Por eso son tan necesarias historias como las que Almudena Grandes está elaborando en su serie “Episodios de una guerra interminable”, de la que lleva publicados tres volúmenes. En el último de ellos, “Las tres bodas de Manolita”, la escritora nos sitúa en el Madrid de la guerra y de la inmediata posguerra y va contando cómo era la vida en aquellos años difíciles para casi todos y trágicos para muchos.   
Es un escenario que me resulta especialmente grato y que, por mucho que creas conocer, a veces te depara sorpresas.
Empezar por la calle Santa Isabel, en cuyo número 19 vivió Manolita hasta que fue desahuciada, subir por la calle y toparte con esa barbería que bien pudieron utilizar los hombres de la familia Perales o la librería La Fugitiva, tan apropiada a la historia, hasta la Plaza de Antón Martín, por donde transitan los personajes de la novela, algunos de ellos comunistas, como los abogados que fueron asesinados aquí mismo el 24 de enero de 1977 cuando parecía que la guerra había acabado definitivamente.
Cruzar la calle Atocha y tomar la del León, donde estaba la panadería de Jero el hijo tonto de la panadera. No especifica la autora dónde se hallaba la panadería pero si el paseante quiere comprar pan en esta calle debe hacerlo en los pares –Panadería Cosmen&Keiless Pastelería-; en el 25 hay un bajo con el redundante letrero -La Integral, Pan caliente hornada de tarde, Pastelería- pero como ya advertirá en los escaparates, lo que aquí se vende es ropa.
Callejeando por el Barrio de las Letras se llega a la calle San Agustín, donde estaba la imprenta del abuelo de Silverio, de la que no se perciben señales, y de allí, por la Carrera San Jerónimo. En esta calle comienza la de Victoria, donde estaba el tablao en el que actuaba Eulalia, al lado mismo de la Puerta del Sol, donde se abre la de Preciados, en la que se sitúa la casa de los padres de Silverio.

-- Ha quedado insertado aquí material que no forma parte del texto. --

PR #1279, opened 2024-11-13
pcap: include timestamp info into recorded packets

Valkhes:
Currently generated PCAP are having no timestamp. When opening in wireshark, time is always at 0.
This PR retrieve the current time and help timestamping pcap based on what pcapng wants.


doronz88:
Thanks!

El paseo es agradable, más aún en este ensayo de primavera madrileña. Da tiempo y oportunidad de pensar. En la herencia recibida de esas mujeres que se sobrepusieron a la tragedia nacional de una guerra civil y a sus propias tragedias personales, que sufrieron la pérdida de sus padres, sus maridos, sus hermanos, sus hijos y siguieron luchando; que fueron humilladas, despreciadas y explotadas y siguieron luchando; que vieron cómo el nuevo régimen desandaba el camino que el país había andado y siguieron luchando; que conocieron traiciones y deslealtades pero también la entrega, la generosidad, la solidaridad, el sentido práctico y la grandeza de quienes compartían fe política y credo personal.
Mientras vuelvo por el camino andado hasta Antón Martín, pienso en la importancia de la literatura para relatarnos nuestra historia, para mostrarnos como somos. En estas calles tan galdosianas, evoco a don Benito, que tan bien nos retrató en los Episodios Nacionales, y vuelvo a preguntarme qué más tendría que hacer Almudena Grandes para ser recibida en la Academia de Lengua.
En este recorrido, descubro que la lechería de Julián, en la calle Tres Peces, ha cerrado y se alquila el local. También descubro que en la calle Amor de Dios, hay una fontanería: “El manitas de Atocha”. El Manitas era el apodo de Silverio Aguado, amigo de Antonio el Guapo, de Julián el Lechero, de Vicente el Puñales y de Roberto el Orejas, aquellos chicos que correteaban por aquí ignorantes de lo que les deparaba el porvenir.
Roberto el Orejas es el trasunto de Roberto Conesa, que fue militante de izquierda en su juventud y acabó de policía torturador.  No es el único personaje real en la novela. De hecho, la habilidad de Grandes es que todo cuanto relata, incluida la ficción, es real. Tan real como nuestra propia historia.